* [About this task]:
Every record below needs to be retyped exactly as it appears.
• • • •
PR #263, opened 2024-04-18
DB Manager

### LINKED ISSUE #234: Add periodic database write routine

cam-schultz:
## Why this should be merged
Fixes #234 and unblocks #31 

The relaying logic of an Application Relayer is largely parallelizable. Specifically, parsing Warp messages, aggregating signatures, and constructing and issuing transactions require no synchronization. The one operation that does is database access. Note that the `RelayerDatabse` interface assumes that writes are thread safe, but the `RelayerDatabase` interface makes no assumptions about the consistency of concurrent writes. In its current form, this is an issue because concurrent Application Relayer worker threads may complete blocks out of order.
• • • •
* [Worked solution]:
PR #263, opened 2024-04-18
DB Manager

### LINKED ISSUE #234: Add periodic database write routine

cam-schultz:
## Why this should be merged
Fixes #234 and unblocks #31 

The relaying logic of an Application Relayer is largely parallelizable. Specifically, parsing Warp messages, aggregating signatures, and constructing and issuing transactions require no synchronization. The one operation that does is database access. Note that the `RelayerDatabse` interface assumes that writes are thread safe, but the `RelayerDatabase` interface makes no assumptions about the consistency of concurrent writes. In its current form, this is an issue because concurrent Application Relayer worker threads may complete blocks out of order.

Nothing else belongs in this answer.